EXERCISE DETAILS:
Go through the listing beneath this task and return every line that carries the string "compiler".

ENTRIES SUPPLIED:
PR #1729, opened 2025-09-01
hash: Use size_t instead of int for RFC6979 outlen copy

john-moffett:
If `outlen > INT_MAX` it results in segfault or hang (when `outlen` is a multiple of 2^32) on most implementations due to conversion in: `int now = outlen` producing negative values or zero. Unreachable in current code and highly improbable in future practice, but fits contract better and fixes a couple of compiler warnings.

### DIFF
--- a/src/hash_impl.h
+++ b/src/hash_impl.h
@@ -265,7 +265,7 @@ static void secp256k1_rfc6979_hmac_sha256_generate(secp256k1_rfc6979_hmac_sha256
 
     while (outlen > 0) {
         secp256k1_hmac_sha256 hmac;
-        int now = outlen;
+        size_t now = outlen;
         secp256k1_hmac_sha256_initialize(&hmac, rng->k, 32);
         secp256k1_hmac_sha256_write(&hmac, rng->v, 32);
         secp256k1_hmac_sha256_finalize(&hmac, rng->v);


fanquake:
>  fixes a couple of compiler warnings

Which compiler / warnings?

john-moffett:
Not with default flags. I used `clang -Wimplicit-int-conversion -Wshorten-64-to-32`. It'd probably show up with `gcc -Wconversion`. There are a lot of benign warnings, but this one stood out to me.

src/hash_impl.h
real-or-random, line 1: If you want to improve this further, I'd suggest
 - renaming `now` to `chunk_len` (consistency with the SHA256 implementation above) 
 - moving the entire `if` block just below the initialization of `now` (or `chunk_len`). (The goal is to compute max(outlen, 32). Spreading this over two blocks is a bit silly. It's probably a result of the C89 rule that  declarations need to be at the beginning of a block. *edit: Indeed, see https://github.com/bitcoin-core/secp256k1/commit/792bcdb015b0272928d4dd602557faa685dcd5a1#diff-e91b67aa33d606267c28ce5da48a89cc789f4081c176eb581a9bff780afd1d6cR260-L262* )

john-moffett: Thanks! I'll hold off for the moment. Hopefully it'll inspire someone to replace this nonce generation process with something more lightweight and straightforward like BIP340's approach. :)

theStack (approved):
Code-review ACK 960ba5f9c60c3fd454ad4160ce9131eb77d61d7e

TASK ANSWER:
If `outlen > INT_MAX` it results in segfault or hang (when `outlen` is a multiple of 2^32) on most implementations due to conversion in: `int now = outlen` producing negative values or zero. Unreachable in current code and highly improbable in future practice, but fits contract better and fixes a couple of compiler warnings.
>  fixes a couple of compiler warnings
Which compiler / warnings?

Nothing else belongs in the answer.